For Santé-AF we added an extra random element, known as “blocking”; basically this meant we allocated people to groups using blocks of 5 and 10 participants, with the blocks themselves being randomly applied to make sure that we couldn’t predict which group a given participant was going to end up in. The actual randomisation itself was done using the Sealed Envelope randomisation engine – a fantastic service, available to any researcher at a very minimal cost. Basically, the participant’s Study ID number is fed into the randomisation engine, which randomly allocates the participant to a group and sends the researcher an email to confirm that allocation. Combined with the blocking, using the Sealed Envelope service meant that we (as researchers) couldn’t influence the trial’s results by, say, putting into a given group only those people we thought might do well in that group, or people who we thought might want to be in that group. Either of those things would mean the study’s findings wouldn’t be reliable.
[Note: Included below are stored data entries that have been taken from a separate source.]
PR #166, opened 2016-03-03
Fixes #14015 - do not raise exception on invocation creation

ares:


ares:
For some reason, it seems that with this patch, it does not schedule the invocation.

adamruzicka:
Looks good to me, ACK

ares:
Thanks (and btw my previous comment was fixed already) :-) Merging.

PR #168, opened 2016-03-31
[Do not merge] Fixes #14419 - Save recalculated global status

ares:


ares:
it might got fixed without this patch if `refresh_statuses` gets update - https://github.com/theforeman/foreman/pull/3380#issuecomment-203953246

ares:
won't be needed, closing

The service is called Sealed Envelope because in the past, researchers used to randomly allocate participants to groups using actual physical sealed envelopes – a process that was vulnerable to subversion, where researchers steamed the envelopes open, or changed their order, and so on, to make sure that people went into the groups that the researchers thought they ought to be in, or thought they’d like to be in, and so on. This obviously made trials less than reliable, since their results didn’t prove the effectiveness (or not) of a given treatment – instead, all they demonstrated was whether the researchers believed that a given treatment was effective or not! The Torgersons’ book contains some horror stories about this kind of practice – some are hilarious, while others are truly shocking and resulted in actual participant deaths. If you’re interested in how trials are carried out, I recommend it.
Back to Santé-AF! After each person was randomised, we let them know by email and letter what group they were in. Once they’d received this notification, we asked them (by automatic poll on their mobile phone) how happy they were to be in their group (scale of 1-10, higher numbers = happier). Twenty-eight people responded to the poll (one person had dropped out after being randomised, and one person didn’t respond to the poll).
What did the poll data tell us?
The poll data was interesting. As you can see in the diagram, most people were happy with their group, but there were a few people who weren’t pleased. By asking questions in their study assessments, we found out the two main reasons for unhappiness with their group allocation: first, because they’d wanted to have some therapy (and they didn’t mind which therapy); or second, because they’d wanted to be in another group (usually they were in the NT group and wanted to be in the Acupuncture group).
We collected this data firstly to find out if it was feasible to collect it (which sounds a bit circular, but that’s what a feasibility study does) and secondly to help us decide whether to allow people to choose their group in a future trial. Allowing participants to choose their treatment is a contentious issue in trials because it negates a lot of the benefit of randomisation – but if a lot of people were unhappy about their group it could be worth thinking about a so-called “preference” trial to ensure that they would continue and complete the course of treatment in a future trial. Actually, what the poll showed was that most people were happy to be in their group.